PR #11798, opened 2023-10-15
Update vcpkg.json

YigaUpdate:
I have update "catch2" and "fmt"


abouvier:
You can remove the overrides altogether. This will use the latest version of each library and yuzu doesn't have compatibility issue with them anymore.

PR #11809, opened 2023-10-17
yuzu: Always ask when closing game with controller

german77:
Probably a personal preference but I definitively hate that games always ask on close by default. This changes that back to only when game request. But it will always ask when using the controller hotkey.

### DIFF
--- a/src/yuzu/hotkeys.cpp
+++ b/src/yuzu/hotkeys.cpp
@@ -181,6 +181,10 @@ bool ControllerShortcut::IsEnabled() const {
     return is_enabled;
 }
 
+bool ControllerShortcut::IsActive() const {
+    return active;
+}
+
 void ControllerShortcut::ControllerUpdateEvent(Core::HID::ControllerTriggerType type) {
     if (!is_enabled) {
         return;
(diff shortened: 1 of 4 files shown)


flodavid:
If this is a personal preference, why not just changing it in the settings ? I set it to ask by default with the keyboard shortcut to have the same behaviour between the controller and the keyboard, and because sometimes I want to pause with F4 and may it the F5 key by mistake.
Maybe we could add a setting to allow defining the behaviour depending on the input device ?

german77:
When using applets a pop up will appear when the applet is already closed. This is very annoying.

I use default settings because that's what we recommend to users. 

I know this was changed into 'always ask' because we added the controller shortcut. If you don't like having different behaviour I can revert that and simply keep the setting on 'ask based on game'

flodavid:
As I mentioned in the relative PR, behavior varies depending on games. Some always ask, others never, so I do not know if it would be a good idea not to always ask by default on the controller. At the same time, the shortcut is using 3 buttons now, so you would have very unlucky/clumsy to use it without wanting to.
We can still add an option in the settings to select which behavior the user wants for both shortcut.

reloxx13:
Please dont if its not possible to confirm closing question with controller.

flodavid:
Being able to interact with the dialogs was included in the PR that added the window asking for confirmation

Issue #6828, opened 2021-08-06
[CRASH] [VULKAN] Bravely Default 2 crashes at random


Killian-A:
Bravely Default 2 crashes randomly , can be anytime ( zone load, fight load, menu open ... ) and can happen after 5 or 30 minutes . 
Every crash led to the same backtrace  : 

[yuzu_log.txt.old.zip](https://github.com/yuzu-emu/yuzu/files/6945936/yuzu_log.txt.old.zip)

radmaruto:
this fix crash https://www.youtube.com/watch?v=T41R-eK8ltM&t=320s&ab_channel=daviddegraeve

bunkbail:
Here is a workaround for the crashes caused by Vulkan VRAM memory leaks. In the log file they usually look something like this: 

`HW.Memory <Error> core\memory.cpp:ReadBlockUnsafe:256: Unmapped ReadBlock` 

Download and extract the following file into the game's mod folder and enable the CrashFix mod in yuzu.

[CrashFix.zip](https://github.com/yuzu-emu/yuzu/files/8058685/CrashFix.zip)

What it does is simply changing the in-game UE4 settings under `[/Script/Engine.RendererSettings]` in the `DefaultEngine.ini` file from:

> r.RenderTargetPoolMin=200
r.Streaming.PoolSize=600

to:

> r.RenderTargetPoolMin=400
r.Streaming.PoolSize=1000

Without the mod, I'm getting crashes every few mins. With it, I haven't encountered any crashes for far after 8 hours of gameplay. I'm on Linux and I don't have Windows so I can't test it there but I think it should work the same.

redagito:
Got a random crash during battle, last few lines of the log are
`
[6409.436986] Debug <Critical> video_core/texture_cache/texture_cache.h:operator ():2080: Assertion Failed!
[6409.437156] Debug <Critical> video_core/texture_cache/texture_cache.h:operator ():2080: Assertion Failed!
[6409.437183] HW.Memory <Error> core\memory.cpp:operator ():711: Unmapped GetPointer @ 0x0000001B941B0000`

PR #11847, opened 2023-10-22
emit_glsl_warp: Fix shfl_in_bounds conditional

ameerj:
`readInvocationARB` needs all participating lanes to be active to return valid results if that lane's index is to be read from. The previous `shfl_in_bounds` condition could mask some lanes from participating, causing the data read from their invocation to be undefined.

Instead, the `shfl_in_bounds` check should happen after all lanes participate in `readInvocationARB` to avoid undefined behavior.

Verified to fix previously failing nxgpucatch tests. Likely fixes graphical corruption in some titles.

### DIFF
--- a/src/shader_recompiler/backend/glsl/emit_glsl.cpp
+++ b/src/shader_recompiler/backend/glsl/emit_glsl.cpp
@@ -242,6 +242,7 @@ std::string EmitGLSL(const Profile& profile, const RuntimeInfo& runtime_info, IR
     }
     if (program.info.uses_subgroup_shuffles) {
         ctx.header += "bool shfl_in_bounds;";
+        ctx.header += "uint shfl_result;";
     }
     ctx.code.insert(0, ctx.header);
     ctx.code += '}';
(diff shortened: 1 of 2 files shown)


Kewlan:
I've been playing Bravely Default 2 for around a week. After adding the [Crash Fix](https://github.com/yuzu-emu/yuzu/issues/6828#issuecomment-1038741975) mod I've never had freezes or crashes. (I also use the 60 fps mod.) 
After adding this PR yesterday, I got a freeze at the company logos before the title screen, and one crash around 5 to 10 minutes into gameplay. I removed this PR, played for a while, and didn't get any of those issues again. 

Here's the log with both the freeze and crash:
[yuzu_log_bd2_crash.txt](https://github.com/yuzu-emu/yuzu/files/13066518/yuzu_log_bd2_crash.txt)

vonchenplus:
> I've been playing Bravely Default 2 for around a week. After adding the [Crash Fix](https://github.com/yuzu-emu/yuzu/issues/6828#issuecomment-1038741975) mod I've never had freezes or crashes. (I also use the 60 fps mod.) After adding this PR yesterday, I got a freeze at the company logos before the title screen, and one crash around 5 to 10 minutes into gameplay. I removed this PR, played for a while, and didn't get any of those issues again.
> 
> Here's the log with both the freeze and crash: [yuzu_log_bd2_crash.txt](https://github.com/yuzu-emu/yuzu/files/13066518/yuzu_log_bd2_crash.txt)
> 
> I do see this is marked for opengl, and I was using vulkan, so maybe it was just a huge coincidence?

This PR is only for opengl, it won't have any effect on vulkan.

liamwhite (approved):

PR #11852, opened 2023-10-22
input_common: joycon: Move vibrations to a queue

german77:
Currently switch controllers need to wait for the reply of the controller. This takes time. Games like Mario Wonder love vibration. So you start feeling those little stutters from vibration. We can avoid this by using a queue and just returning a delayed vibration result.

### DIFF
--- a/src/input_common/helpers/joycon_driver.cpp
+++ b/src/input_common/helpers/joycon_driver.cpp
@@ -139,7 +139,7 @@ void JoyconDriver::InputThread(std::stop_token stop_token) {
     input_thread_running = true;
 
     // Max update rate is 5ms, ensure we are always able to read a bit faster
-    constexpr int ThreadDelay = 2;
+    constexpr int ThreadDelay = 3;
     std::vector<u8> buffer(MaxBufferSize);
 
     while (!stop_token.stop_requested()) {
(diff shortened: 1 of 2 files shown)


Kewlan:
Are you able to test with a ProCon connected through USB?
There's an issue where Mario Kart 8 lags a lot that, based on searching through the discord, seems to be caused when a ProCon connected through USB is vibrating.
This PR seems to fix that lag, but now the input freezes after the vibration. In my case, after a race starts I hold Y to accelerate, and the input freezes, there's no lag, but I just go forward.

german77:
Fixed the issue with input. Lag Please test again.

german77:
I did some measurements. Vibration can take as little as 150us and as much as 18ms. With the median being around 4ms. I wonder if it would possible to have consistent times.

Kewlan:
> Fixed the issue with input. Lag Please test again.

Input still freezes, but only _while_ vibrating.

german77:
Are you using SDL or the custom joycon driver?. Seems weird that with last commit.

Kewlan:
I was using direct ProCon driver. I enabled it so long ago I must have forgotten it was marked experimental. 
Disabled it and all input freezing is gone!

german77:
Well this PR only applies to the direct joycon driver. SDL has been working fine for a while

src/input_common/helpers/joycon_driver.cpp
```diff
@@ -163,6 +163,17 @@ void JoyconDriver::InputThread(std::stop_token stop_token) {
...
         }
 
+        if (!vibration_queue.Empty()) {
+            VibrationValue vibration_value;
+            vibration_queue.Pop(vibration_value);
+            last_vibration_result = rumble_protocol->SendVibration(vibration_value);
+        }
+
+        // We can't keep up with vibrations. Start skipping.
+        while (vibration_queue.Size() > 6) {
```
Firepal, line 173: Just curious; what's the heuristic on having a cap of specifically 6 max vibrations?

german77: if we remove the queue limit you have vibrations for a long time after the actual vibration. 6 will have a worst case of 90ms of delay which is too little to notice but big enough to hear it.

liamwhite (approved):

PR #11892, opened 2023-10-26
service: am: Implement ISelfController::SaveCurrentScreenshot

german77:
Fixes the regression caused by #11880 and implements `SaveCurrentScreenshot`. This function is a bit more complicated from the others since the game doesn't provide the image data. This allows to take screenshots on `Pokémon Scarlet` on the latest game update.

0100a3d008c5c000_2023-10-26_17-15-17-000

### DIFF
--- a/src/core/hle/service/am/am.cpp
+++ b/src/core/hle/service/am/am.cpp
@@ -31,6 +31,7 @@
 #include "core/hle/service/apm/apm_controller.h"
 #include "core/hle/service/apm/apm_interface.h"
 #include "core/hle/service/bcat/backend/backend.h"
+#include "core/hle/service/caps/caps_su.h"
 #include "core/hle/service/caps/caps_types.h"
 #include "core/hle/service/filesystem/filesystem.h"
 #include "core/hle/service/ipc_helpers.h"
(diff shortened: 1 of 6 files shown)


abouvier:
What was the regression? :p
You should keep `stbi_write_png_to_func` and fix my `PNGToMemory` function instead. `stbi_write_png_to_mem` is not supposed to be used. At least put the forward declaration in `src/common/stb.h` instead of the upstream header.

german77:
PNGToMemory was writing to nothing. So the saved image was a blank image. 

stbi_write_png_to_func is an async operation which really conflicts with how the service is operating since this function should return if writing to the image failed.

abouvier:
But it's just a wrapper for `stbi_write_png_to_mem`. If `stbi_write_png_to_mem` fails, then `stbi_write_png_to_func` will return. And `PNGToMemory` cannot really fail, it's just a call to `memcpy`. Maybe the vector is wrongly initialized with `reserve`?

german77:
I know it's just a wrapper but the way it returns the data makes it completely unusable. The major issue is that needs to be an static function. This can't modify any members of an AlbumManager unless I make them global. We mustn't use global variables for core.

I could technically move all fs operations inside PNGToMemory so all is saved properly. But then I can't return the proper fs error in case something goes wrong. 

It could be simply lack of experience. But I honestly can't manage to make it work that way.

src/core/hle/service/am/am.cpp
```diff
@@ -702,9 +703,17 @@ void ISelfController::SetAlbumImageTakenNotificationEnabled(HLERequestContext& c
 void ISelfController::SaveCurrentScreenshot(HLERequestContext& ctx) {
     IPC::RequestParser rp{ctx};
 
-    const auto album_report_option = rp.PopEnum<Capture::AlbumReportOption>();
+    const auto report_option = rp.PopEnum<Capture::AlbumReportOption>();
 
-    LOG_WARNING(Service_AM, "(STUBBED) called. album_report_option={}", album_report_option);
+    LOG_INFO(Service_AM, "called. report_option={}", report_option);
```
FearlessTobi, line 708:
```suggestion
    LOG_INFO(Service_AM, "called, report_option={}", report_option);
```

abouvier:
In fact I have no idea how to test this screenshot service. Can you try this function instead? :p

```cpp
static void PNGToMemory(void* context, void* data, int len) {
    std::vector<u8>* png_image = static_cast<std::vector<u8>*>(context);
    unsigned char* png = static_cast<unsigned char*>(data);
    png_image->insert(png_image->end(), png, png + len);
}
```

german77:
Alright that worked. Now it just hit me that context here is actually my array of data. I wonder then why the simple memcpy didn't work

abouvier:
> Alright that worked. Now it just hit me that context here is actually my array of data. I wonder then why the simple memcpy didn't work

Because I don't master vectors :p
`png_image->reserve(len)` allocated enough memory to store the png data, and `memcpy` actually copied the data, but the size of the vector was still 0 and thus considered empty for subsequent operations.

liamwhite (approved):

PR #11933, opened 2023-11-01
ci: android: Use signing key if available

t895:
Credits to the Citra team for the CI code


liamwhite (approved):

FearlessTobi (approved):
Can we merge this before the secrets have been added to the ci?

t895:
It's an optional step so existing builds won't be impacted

════════

### Task details
Total lines with "undefined" in the records above: report that figure alone.

### Completed task
2